Reminds me of a time some real estate website hotlinked a ton of images from my website.
After I asked them to stop and they ignored me I added an nginx rewrite rule to send them a bunch of pictures of houses that were on fire.
For some reason they stopped using my website as their image host after that.
there was another time a site hotlinked to a js file. After asking them to stop, i found that they had a contact form with a homebrew captcha which created the letters image like http://evilsite.com/cgi-bin/captcha.jpg?q=ansr
A little while later, their captcha form had a hidden input appended with the correct answer value, and the word to solve was changed to a new 4 letter word from a dictionary of interesting 4 letter words. The form still worked because of the hidden input. I might have changed the name on the "real" input also.

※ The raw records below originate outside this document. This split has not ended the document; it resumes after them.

PR #3199, opened 2024-08-07
fix(apple): disable BUILD_TYPE metal on fallback

mudler:
When compiling the single-binary on Apple, we enforce BUILD_TYPE=metal, however, we want still to have the fallback vanilla such as if llama.cpp fails to load metal (e.g. if Acceleration framework is missing, or MacOS version is too old) we can still run by offloading to the CPU. The default backend is still using metal as usual.


dave-gray101 (approved):
not at my osx machine, but this is a safe change.

PR #3202, opened 2024-08-08
fix(diffusers): use nightly rocm for hipblas builds

mudler:
Hopefully the last piece (see https://github.com/mudler/LocalAI/issues/1592#issuecomment-2275890287 )


mudler:
this runs only on master, no need to wait for CI here

PR #3256, opened 2024-08-16
chore: allow to disable gallery endpoints, improve p2p connection handling

mudler:
**Description**

This PR is particularly useful for e.g. instances that are shared via p2p and that are not meant to be modified during runtime (e.g. by installing new models)


dave-gray101 (approved):
👍

PR #3316, opened 2024-08-19
chore: drop petals

mudler:
**Description**

This PR drops the `petals` backend. 

Upstream looks like stalling, and I wasn't able to make it work anymore locally, note that also https://health.petals.dev/ shows that there aren't any more models served by petals. When I've tried this, it looks like continuously polling from the p2p layer without successfully inference. 

Besides, now LocalAI has more functionalities compared to `petals` now in term of p2p support (see also https://explorer.localai.io) which is entirely stand-alone and controlled by users.


dave-gray101 (approved):
👍

PR #3348, opened 2024-08-20
feat: external backend launching log improvements and relative path support

dave-gray101:
- specify workdir when launching external backend for safety as well as allowing relative paths like "name:./backend/python/name/run.sh"
- adds some extra debug logs to make it easier to tell why an external backend launch may be failing.
- sneaks in a minor fix to the devcontainer utils lib


dave-gray101:
@mudler this one might be worth taking before the tag -- primarily for the debug log lines?

mudler (approved):

PR #3355, opened 2024-08-21
feat: elevenlabs `sound-generation` api

dave-gray101:
initial version of elevenlabs compatible soundgeneration api and cli command - turns out there's an existing api reference for this use case!

migrates transformers-musicgen to use this instead of TTS, as the minor schema differences continued to compound and make things weird.

new parameters allowed to be passed to transformers-musicgen : duration, temperature, input audio

**note** input audio files are **not** yet sanity checked - this feature should be considered highly experimental. It is therefore intentionally not exposed to the web api at this time. If you'd like to experiment with it, use the CLI command.


backend/python/transformers-musicgen/backend.py
```diff
@@ -63,26 +63,54 @@ def LoadModel(self, request, context):
 
         return backend_pb2.Result(message="Model loaded successfully", success=True)
 
-    def TTS(self, request, context):
```
mudler, line 66: I'd suggest let `transformers-musicgen` expose both `SoundGeneration` and `TTS`. `TTS` would accept less arguments, but helps into keeping compatibility into these cases where one want to point to a OAI-based API.

See for instance https://github.com/p0n1/epub_to_audiobook/issues/17 as a case in point

dave-gray101: Honestly, I've got no reason _not_ to leave the TTS side hooked up - so I'll restore that

mudler (dismissed):
nice!

mudler (approved):

PR #3419, opened 2024-08-28
fix: untangle pkg/grpc and core/schema for Transcription

dave-gray101:
While working on a minimal build environment for stablediffusion, I noticed that our `pkg/grpc` was dependent on `core/schema` - and this is the wrong way around. This PR makes audio transcription use `pb.TranscriptResult` to match how the other endpoints function.

This changeset shouldn't have any actual new functionality - but it will allow my next PR to build and cache `backend-assets/grpc/stablediffusion` without the `core` directory


pkg/utils/ffmpeg.go
```diff
@@ -0,0 +1,25 @@
...
+func ffmpegCommand(args []string) (string, error) {
+	cmd := exec.Command("ffmpeg", args...) // Constrain this to ffmpeg to permit security scanner to see that the command is safe.
+	cmd.Env = os.Environ()
+	out, err := cmd.CombinedOutput()
+	return string(out), err
+}
+
+// AudioToWav converts audio to wav for transcribe.
+// TODO: use https://github.com/mccoyst/ogg?
+func AudioToWav(src, dst string) error {
```
dave-gray101, line 18: mudler: I pulled this out here since it's extremely likely that I'll need it in SoundGeneration as well when I get around to exposing audio-conditioned generation.

backend/go/transcribe/whisper/whisper.go
```diff
@@ -0,0 +1,105 @@
+package main
```
dave-gray101, line 1: This is actually a rename of `backend/go/transcribe/whisper.go` - it's been modified enough that git considers it a new file.

dave-gray101: transcript.go was also merged into this file to avoid copying locks - it was very whisper specific already

mudler (approved):
sounds reasonable set of changes to me, also :100: on making the code consistent

PR #3421, opened 2024-08-28
models(gallery): add phi-3.5-vision

mudler:
**Description**

This PR adds phi-3.5 vision


mudler:
Still depends on https://github.com/ggerganov/llama.cpp/issues/7444

PR #3422, opened 2024-08-28
Revert "models(gallery): add phi-3.5-vision"

mudler:
Reverts mudler/LocalAI#3421


mudler:
still doesn't work in llama.cpp

PR #3430, opened 2024-08-30
fix: speedup and improve cachability of docker build of `builder-sd`

dave-gray101:
This PR is centered around the `builder-sd` stage - by kicking `COPY . .` to the next stage, the infrequently-changed stable diffusion code can be cached. In particular, this will make setting up the devcontainer much faster - but actually caching `builder-sd` on GHA like we do for the `grpc` stage is left to another PR.


Dockerfile
```diff
@@ -263,14 +263,20 @@ EOT
 # In most cases, builder is the image you should be using - however, this can save build time if one just needs to copy backend-assets/grpc/stablediffusion and nothing else.
 FROM builder-base AS builder-sd
 
-COPY . .
-COPY .git .
-
-RUN make prepare
```
mudler, line 269: mmmm the diff here seems misleading, are we skipping now `make prepare`? Where is this running now?

dave-gray101: unless I'm wrong - `prepare` is a dependency when calling make build, so for the actual builder image it just gets ran whenever make decides to

In `builder-sd` we are explicitly _not_ calling make prepare, as that step takes time to execute - instead, we "fake" it lower down with these lines:

```
RUN make sources/go-stable-diffusion
RUN touch prepare-sources

# Actually build the backend
RUN GRPC_BACKENDS=backend-assets/grpc/stablediffusion make backend-assets/grpc/stablediffusion
```

As far as my testing showed, the only real reason to have `make prepare` as an explicit step was to get the sources in place _before_ the stablediffusion/old abseil built was executed

mudler: we do call make prepare also to make sure the container has all the sources,so if started with `REBUILD` it doesn't have to repull sources again. I'm not sure,but I suspect these changes are breaking that behavior (didn't tested)

dave-gray101: @mudler thanks for explaining this. I've added `RUN make prepare` to L297 so that it's invoked as a part of the `builder` stage

mudler (approved):
👍 thanks!

PR #396, opened 2017-02-13
Make it possible to compare xlog location against replica

CyberDem0n:
Otherwise it fails with the exception:
```python
2017-02-13 12:33:15,520 ERROR: could not determine difference with the master location
  File "/usr/local/lib/python3.4/dist-packages/patroni/scripts/wale_restore.py", line 137, in should_use_s3_to_create_replica
    (backup_start_lsn,))
psycopg2.OperationalError: recovery is in progress
HINT:  WAL control functions cannot be executed during recovery.
```


a1exsh:
:+1:

alexeyklyukin:
👍

PR #399, opened 2017-02-17
Update the startup script timeouts

jamessewell:
This change increases the Patroni shutdown timeout (after which Patroni is killed) from 10s to 30s.

It is needed when there is a sync replica in synchronous_mode to allow the replica time to be released by the master.

Without this change Patroni will be killed while waiting, and will leave PostgreSQL up rather than stopping it.

### DIFF
--- a/extras/startup-scripts/patroni.service
+++ b/extras/startup-scripts/patroni.service
@@ -21,7 +21,7 @@ ExecStart=/bin/patroni /etc/patroni.yml
 KillMode=process
 
 # Give a reasonable amount of time for the server to start up/shut down
-TimeoutSec=10
+TimeoutSec=30
 
 # Do not restart the service if it crashes, we want to manually inspect database on failure
 Restart=no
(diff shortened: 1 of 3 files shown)


CyberDem0n:
:+1:

alexeyklyukin:
As far as I understand the problem appears on a replica in a ``while_not_sync_standby`` when Patroni receives SIGTERM and waits for the replica to disappear from the sync object in DCS before stopping it. Normally, we wait for the 2 * ``loop_wait`` intervals, so when the ``loop_wait`` is set to 10s (default value) we might wait for at least 20s before bailing out and running stop anyway.

Actually, the value for the ``TimeoutSec`` should depend on the value of the Patroni
s ``loop_wait``. Theoretically, we cannot rely on ``/etc/patroni.yaml``, as one can change the value of ``loop_wait`` dynamically, but practically there are no compelling cases in doing so without reflecting the changes in the ``/etc/patroni.yaml`` as well. Therefore, I'd set this parameter from something like ``grep loop_wait /etc/patroni.yaml|awk '{print $2}'``

alexeyklyukin:
👍

PR #400, opened 2017-02-17
Synchronous mode strict

jamessewell:
This pull request adds a new DCS variable synchronous_mode_strict

If synchronous_mode_strict is true then when the last sync standby disappears in synchronous_mode then synchronous_standby_names is set to 'patroni_dummy_host'.

This prevents writes which can not be sync'ed to a standby - allowing a closer to zero data loss config.

### DIFF
--- a/patroni/config.py
+++ b/patroni/config.py
@@ -43,7 +43,6 @@ class Config(object):
         'maximum_lag_on_failover': 1048576,
         'master_start_timeout': 300,
         'synchronous_mode': False,
-        'synchronous_mode_strict': False,
         'postgresql': {
             'bin_dir': '',
             'use_slots': True,
@@ -177,8 +176,6 @@ class Config(object):
             elif name in config:  # only variables present in __DEFAULT_CONFIG allowed to be overriden from DCS
                 if name == 'synchronous_mode':
                     config[name] = value
-                if name == 'synchronous_mode_strict':
-                    config[name] = value
                 else:
                     config[name] = int(value)
         return config
@@ -302,7 +299,7 @@ class Config(object):
             config['name'] = pg_config['name']
 
         pg_config.update({p: config[p] for p in ('name', 'scope', 'retry_timeout',
-                          'synchronous_mode', 'synchronous_mode_strict', 'maximum_lag_on_failover') if p in config})
+                          'synchronous_mode', 'maximum_lag_on_failover') if p in config})
 
         return config
 
--- a/patroni/config.py
+++ b/patroni/config.py
@@ -43,6 +43,7 @@ class Config(object):
         'maximum_lag_on_failover': 1048576,
         'master_start_timeout': 300,
         'synchronous_mode': False,
+        'synchronous_mode_strict': False,
         'postgresql': {
             'bin_dir': '',
             'use_slots': True,
@@ -176,6 +177,8 @@ class Config(object):
             elif name in config:  # only variables present in __DEFAULT_CONFIG allowed to be overriden from DCS
                 if name == 'synchronous_mode':
                     config[name] = value
+                if name == 'synchronous_mode_strict':
+                    config[name] = value
                 else:
                     config[name] = int(value)
         return config
@@ -299,7 +302,7 @@ class Config(object):
             config['name'] = pg_config['name']
 
         pg_config.update({p: config[p] for p in ('name', 'scope', 'retry_timeout',
-                          'synchronous_mode', 'maximum_lag_on_failover') if p in config})
+                          'synchronous_mode', 'synchronous_mode_strict', 'maximum_lag_on_failover') if p in config})
 
         return config
 
--- a/patroni/config.py
+++ b/patroni/config.py
@@ -302,7 +302,7 @@ class Config(object):
             config['name'] = pg_config['name']
 
         pg_config.update({p: config[p] for p in ('name', 'scope', 'retry_timeout',
-                          'synchronous_mode', 'synchronous_mode_strict', 'maximum_lag_on_failover') if p in config})
+                          'synchronous_mode', 'maximum_lag_on_failover') if p in config})
 
         return config
 
--- a/patroni/ha.py
+++ b/patroni/ha.py
@@ -248,7 +248,7 @@ class Ha(object):
 
                 if self.is_synchronous_mode_strict() and picked is None:
                     picked = 'patroni_dummy_host'
-                    logger.info("No standbys available and synchronous_mode_strict set: blocking writes with dummy hostname"
+                    logger.info("No standbys available: blocking writes with dummy hostname")
 
                 logger.info("Assigning synchronous standby status to %s", picked)
                 self.state_handler.set_synchronous_standby(picked)
--- a/patroni/ha.py
+++ b/patroni/ha.py
@@ -223,9 +223,6 @@ class Ha(object):
     def is_synchronous_mode(self):
         return bool(self.cluster and self.cluster.config and self.cluster.config.data.get('synchronous_mode'))
 
-    def is_synchronous_mode_strict(self):
-        return bool(self.cluster and self.cluster.config and self.cluster.config.data.get('synchronous_mode_strict'))
-
     def process_sync_replication(self):
         """Process synchronous standby beahvior.
 
@@ -245,11 +242,6 @@ class Ha(object):
                     if not self.dcs.write_sync_state(self.state_handler.name, None, index=self.cluster.sync.index):
                         logger.info('Synchronous replication key updated by someone else.')
                         return
-
-                logger.info("Debug: %s", self.is_synchronous_mode_strict())
-                if self.is_synchronous_mode_strict() and picked is None:
-                    picked = 'patroni_dummy_host'
-
                 logger.info("Assigning synchronous standby status to %s", picked)
                 self.state_handler.set_synchronous_standby(picked)
 
--- a/patroni/ha.py
+++ b/patroni/ha.py
@@ -246,9 +246,9 @@ class Ha(object):
                         logger.info('Synchronous replication key updated by someone else.')
                         return
 
-                logger.info("Debug: %s", self.is_synchronous_mode_strict())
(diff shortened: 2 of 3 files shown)


patroni/ha.py
```diff
@@ -242,6 +245,11 @@ def process_sync_replication(self):
                     if not self.dcs.write_sync_state(self.state_handler.name, None, index=self.cluster.sync.index):
                         logger.info('Synchronous replication key updated by someone else.')
                         return
+
+                logger.info("Debug: %s", self.is_synchronous_mode_strict())
```
CyberDem0n: Log message could be more informative.

patroni/ha.py
```diff
@@ -242,6 +245,11 @@ def process_sync_replication(self):
...
+                if self.is_synchronous_mode_strict() and picked is None:
+                    picked = 'patroni_dummy_host'
```
CyberDem0n: I wonder, wouldn't it better to set it  to `'*'`?

patroni/config.py
```diff
@@ -299,7 +302,7 @@ def _build_effective_configuration(self, dynamic_configuration, local_configurat
             config['name'] = pg_config['name']
 
         pg_config.update({p: config[p] for p in ('name', 'scope', 'retry_timeout',
-                          'synchronous_mode', 'maximum_lag_on_failover') if p in config})
+                          'synchronous_mode', 'synchronous_mode_strict', 'maximum_lag_on_failover') if p in config})
```
CyberDem0n: `synchronous_mode_strict` is not used in the `Postgresql` class, therefore we don't need to propagate it.

patroni/ha.py
jamessewell: * would be different - replication to any active host (even though there are none at the moment).

I used 'patroni_dummy_host' to guarantee replication to no hosts. ' ' could be used - but that would be easy to miss when debugging.

At this time we have no hosts - but we also want to assert that if one does return we don't want to use it until such time as Patroni can do a forced setting (otherwise we negate the benefit of synchronous_mode and don't know where our sync writes are going).

patroni/config.py
jamessewell: Done.

patroni/ha.py
jamessewell: Done (this was a debug message I left in by mistake!)

patroni/ha.py
```diff
@@ -242,6 +245,11 @@ def process_sync_replication(self):
                     if not self.dcs.write_sync_state(self.state_handler.name, None, index=self.cluster.sync.index):
                         logger.info('Synchronous replication key updated by someone else.')
                         return
+
+                if self.is_synchronous_mode_strict() and picked is None:
+                    picked = 'patroni_dummy_host'
+                    logger.info("No standbys available and synchronous_mode_strict set: blocking writes with dummy hostname"
```
CyberDem0n: Tests are failing because:
 1. Line is longer than 120 characters
 2. Missing ')' at the end

jamessewell: Fixed

patroni/ha.py
```diff
@@ -242,6 +245,11 @@ def process_sync_replication(self):
                     if not self.dcs.write_sync_state(self.state_handler.name, None, index=self.cluster.sync.index):
                         logger.info('Synchronous replication key updated by someone else.')
                         return
+
+                if self.is_synchronous_mode_strict() and picked is None:
+                    picked = 'patroni_dummy_host'
```
CyberDem0n: I still think it would be better to have a `'*'` there and I will explain why.
First of all let's remember how `synchronous_mode` works:
 1. Patroni picks one of the streaming replicas (closest to the master)
 2. It sets this replica as synchronous in the `postgresql.conf` and runs `pg_ctl reload`
 3. Sleeps for a couple of seconds
 4. Verifies that chosen replica is really became synchronous
 5. Publish this replica into DCS

If the step 4 didn't succeeded it will continue with HA loop and return to the task of choosing and setting synchronous replica only on the next iteration. 

So Patroni doesn't have a goal to block writes on the master until synchronous replica is published in DCS.
During `loop_wait`seconds there is a chance that some other replica will connect, but it will have no chances to become synchronous until the next iteration...

If the `synchronous_standby_names` is set to `'*'`, replica will connect and become synchronous and Patroni will need to go only through steps 1, 2, 5.

jamessewell:
Hello,

Setting sync standby names to '*' means that any replica can be selected to
be the sync standby.

In the case where there were two available this would mean that Patroni
potentially no longer knows which standby is selected (as it hasn't been
enforced with an explicit setting yet) and therefore can't failover with
guaranteed zero data loss at that time.

This patch (for me anyway) is about trying to enforce zero data loss on
failure of the master. Using * would not achieve this.

Now I think about it though I also need to modify the startup code so it
always started up with the dummy host set as well - else writes could be
lost till a sync standby was selected.

Cheers,

CyberDem0n:
We have two different contracts here.
 1. Writes on master should be allowed only if we have a synchronous replica
 2. Patroni first should pick and set one replica as a synchronous and only after write this information to DCS

Patroni is responsible for the first contract only. It can't block writes on the master until information is exposed to DCS.

When we have some replicas streaming from the master - everything is all right, old algorithm works (Patroni should pick one of the replicas, update postgresql.conf and expose it's name to DCS)

Interesting things are happening when we have a corner case: if the synchronous mode is on and there are no replicas connected, Patroni removes name of old synchronous replica from DCS and removes `synchronous_standby_names` from postgresql.conf

For this corner case scenario (when strict mode is on) I propose to set `synchronous_standby_names`  to `'*'` instead of `dummy_host`.

It would be set to `'*'` only until some replica has connected. As soon it happened - Patroni will pick it up and change `synchronous_standby_names` from `'*'` to an actual replica name.

```python
                     if not self.dcs.write_sync_state(self.state_handler.name, None, index=self.cluster.sync.index):
                         logger.info('Synchronous replication key updated by someone else.')
                         return
+
+                if self.is_synchronous_mode_strict() and picked is None:
+                    logger.info("No standbys available: blocking writes")
+                    self.state_handler.set_synchronous_standby('*')
+                    return
```

Something like this...


> Now I think about it though I also need to modify the startup code so it always started up with the dummy host set as well - else writes could be lost till a sync standby was selected.

Indeed, https://github.com/zalando/patroni/blob/master/patroni/postgresql.py#L171 must be changed.
```python
        if config.get('synchronous_mode', False):
            if self._synchronous_standby_names is None:
+                if config.get('synchronous_mode_strict', False):
+                    parameters['synchronous_standby_names'] = '*'
+                else:
+                    parameters.pop('synchronous_standby_names', None)
-                 parameters.pop('synchronous_standby_names', None)
            else:
```

jamessewell:
Hmm.

What would happen in this situation:

1. All standbys die
2. Two standbys return
3. Writes happen
4. Master fails
5. Failover

When using * there is a potential for data loss, when using dummy I don't
think there is?

Cheers,
James Sewell

CyberDem0n:
> What would happen in this situation:
> 1. All standbys die
> 2. Two standbys return
> 3. Writes happen

That's fine. Write can always happen when in DCS there is no information about synchronous replica.
You can't prevent it. First we set synchronous_standby_names and only a few moments later update DCS. This operation can't be atomic.

> 4. Master fails
> 5. Failover 

Failover will not happen, only old leader is allowed to be promoted, because of DCS.

> When using * there is a potential for data loss, when using dummy I don't think there is?

Once again, `'*'`will be used only when we know that there are no replicas available.
At the same time in `sync` key in DCS will contain `{"leader": "leader-name"}`.
That means failover will not happen. Only the old master is allowed to become a leader.

Table of state transitions (hope it will help you to understand how it works):


connected replicas | synchronous_standby_names | DCS | comment
-------------------------|---------------------------------------|--------|--------------
**r2**,r3 | r2 | leader: r1, sync_standby: r2 | two replicas are connected, r2 synchronous and it is also declared as a synchronous in DCS, therefore on master failure it will take over
None | r2 | leader: r1, sync_standby: r2 | both replicas are dead, but in DCS r2 is still declared as synchronous. If the master will fail, only the old master or r2 are allowed to be promoted
None | r2 | leader: r1, sync_standby: None | Patroni removed sync_standby: r2 from DCS. From this moment on master failure only the old master can be promoted.
None | * | leader: r1, sync_standby: None | both replicas are dead. If the master will fail - nobody will take it over except the old master. But if the new replicas will come, one of them will become synchronous. 
r2,**r3** | * | leader: r1, sync_standby: None | two replicas are connected, r3 synchronous, but not in DCS. Writes are possible, but on master death nobody will take over.
r2,**r3** | r3 | leader: r1, sync_standby: None | two replicas are connected, r3 synchronous, but not in DCS. Writes are possible, but on master death nobody will take over.
r2,**r3** | r3 | leader: r1, sync_standby: r3 | two replicas are connected, r3 synchronous and it is also declared as a synchronous in DCS, therefore on master failure it will take over

jamessewell:
OK this table helps thanks - I see your point about failovers.

So in the case of

 two replicas, *, sync_standby:None

On master fail you'd need to go an evaluate both replicas manually to see
which had the most up to date data?

Cheers,
James

CyberDem0n:
> On master fail you'd need to go an evaluate both replicas manually to see which had the most up to date data?

Yes, you need to choose manually, but there is no guaranty that even most up to date replica will be the same as the old master.

And it doesn't depend on the value of `synchronous_standby_names`. Just think about situation when master and synchronous replica have died at the same time and only two asynchronous left. It's absolute equivalent.

alexeyklyukin:
The disadvantage of setting ``synchronous_standby_names`` to ``*``  is that it might result in a  ``nosync`` replica being chosen as a synchronous one. Looks like there is no easy way to prevent this. One idea to avoid this problem is to avoid changing ``synchronous_standby_names`` altogether when it is not possible to pick a new candidate (how we should set it during startup is another question).  We should, of course, keep the call that removes the ``sync_standby`` from the DCS in this case.

Since the whole point of the ``synchronous_mode`` is to failover only to the synchronous replicas, shouldn't we ignore candidates with ``nofailover`` flag set?

PR #403, opened 2017-03-03
Do not pick nofailover replicas as sync candidates.

alexeyklyukin:
Otherwise, we would have a sync replica we would not be able to
use for failover. Implements the suggestion at the end of the discussion at #400

### DIFF
--- a/patroni/postgresql.py
+++ b/patroni/postgresql.py
@@ -1296,7 +1296,7 @@ $$""".format(name, ' '.join(options)), name, password, password)
             member = members.get(app_name)
             if (state != 'streaming' or not member
                     or member.tags.get('nosync', False)
-                    or member.tags.get('nofailover', False)):
+                    or member.nofailover):
                 continue
             if sync_state == 'sync':
                 return app_name, True
--- a/patroni/postgresql.py
+++ b/patroni/postgresql.py
@@ -1294,7 +1294,9 @@ $$""".format(name, ' '.join(options)), name, password, password)
                      FROM pg_stat_replication
                     ORDER BY flush_location DESC"""):
             member = members.get(app_name)
-            if state != 'streaming' or not member or member.tags.get('nosync', False):
+            if (state != 'streaming' or not member
+                    or member.tags.get('nosync', False)
+                    or member.tags.get('nofailover', False)):
                 continue
             if sync_state == 'sync':
                 return app_name, True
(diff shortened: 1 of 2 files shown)


patroni/postgresql.py
```diff
@@ -1294,7 +1294,9 @@ def pick_synchronous_standby(self, cluster):
                      FROM pg_stat_replication
                     ORDER BY flush_location DESC"""):
             member = members.get(app_name)
-            if state != 'streaming' or not member or member.tags.get('nosync', False):
+            if (state != 'streaming' or not member
+                    or member.tags.get('nosync', False)
+                    or member.tags.get('nofailover', False)):
```
CyberDem0n: Just a nitpicking: `Member` object has `nofailover` attribute, so there is no need to get it from tags.
Line could be written as:
```python
if state != 'streaming' or not member or member.nofailover or member.tags.get('nosync', False):
```

Also I'm wondering, is it really necessary to do this? At the end we have a `nosync` tag, which does exactly what we want. Replica wont became a synchronous if `nosync` is set in `patroni.yaml`.

Also by introducing this additional check you are limiting some future functionality. Starting from 9.6 it's possible to have more than 1 synchronous standby (although it's not yet supported by Patroni). So in theory, by playing with nosync and nofailover flags it would be possible to have a cluster let's say with 2 synchronous replicas, but one of them will have a `nofailver` flag set, just because we want to have it always not only read-only, but also synchronous.

alexeyklyukin: > Also I'm wondering, is it really necessary to do this? At the end we have a nosync tag, which does exactly what we want. Replica wont became a synchronous if nosync is set in patroni.yaml.

On the other hand, in most cases people would want a synchronous replica to failover to it when the master fails and to avoid the data loss during the failover. What is the use case of running Patroni in a synchronous mode, which guarantees failing over only to the synchronous replica, and then allowing a replica that is not suitable for the failover as a synchronous one?

With multiple synchronous replicas there could be a valid use case of running a sync replica with ``nofailover``, for instance, using one of the two or more synchronous replicas for  real-time reporting. However, if we speculate how would we implement that with the ``synchronous_mode``, then the schema with a dedicated reporting sync replica would imply pinning that specific replica as a synchronous one, instead of letting  Patroni choose among the list of all replicas that don't have ``nosync`` tag set; if we would invent such a mechanism (i.e. as a dedicated ``always_sync`` tag), we would easily amend the logic proposed in this patch to allow such a replica to become synchronous even when the ``nofailover`` flag is set.

jamessewell:
Does this address the issue of a nofailover replica being picked as the sync replica (by PostgreSQL) when sync_standby_names = *?

PR #414, opened 2017-03-20
Use postgres:9.6 as a base image

CyberDem0n:
* Don't install zookeeper
* Use latest version of etcd
* Expose 5000 and 5001 on corresponding ports

### DIFF
--- a/Dockerfile
+++ b/Dockerfile
@@ -1,33 +1,19 @@
 ## This Dockerfile is meant to aid in the building and debugging patroni whilst developing on your local machine
 ## It has all the necessary components to play/debug with a single node appliance, running etcd
-FROM ubuntu:16.04
+FROM postgres:9.6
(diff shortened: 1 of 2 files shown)


alexeyklyukin:
👍

a1exsh:
I wonder why did we have zookeeper package installed at all: only for the client part?

CyberDem0n:
Because https://github.com/zalando/patroni/blob/master/docker/entrypoint.sh supports zookeeper as well

a1exsh:
@CyberDem0n so now it doesn't? ;)  Honestly, I'm lost.  There are 4 changes in this PR one not related to the other in any way, or I just fail to see a relation.

CyberDem0n:
Zookeeper is not needed for testing/demoing stuff, but stripping it out from entrypoint.sh also doesn't make much sense.

CyberDem0n:
:+1:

Additionally if they decide to blackhole the fake/honeypot url, since you mentioned they pass along the user agent, you could mixin some token in a randomized user agent string that your scraper uses so that you could duck-type the request on your end to signal when to capture the egress ip.
#5 and #6 are key. Don't try to block them directly, just get them delisted. When you've worked out a way to identify which requests belong to the scammer, feed them content that the search engines and their ad partners will penalize them for.
Reminds me of a time some real estate website hotlinked a ton of images from my website. After I asked them to stop and they ignored me I added an nginx rewrite rule to send them a bunch of pictures of houses that were on fire.
For some reason they stopped using my website as their image host after that.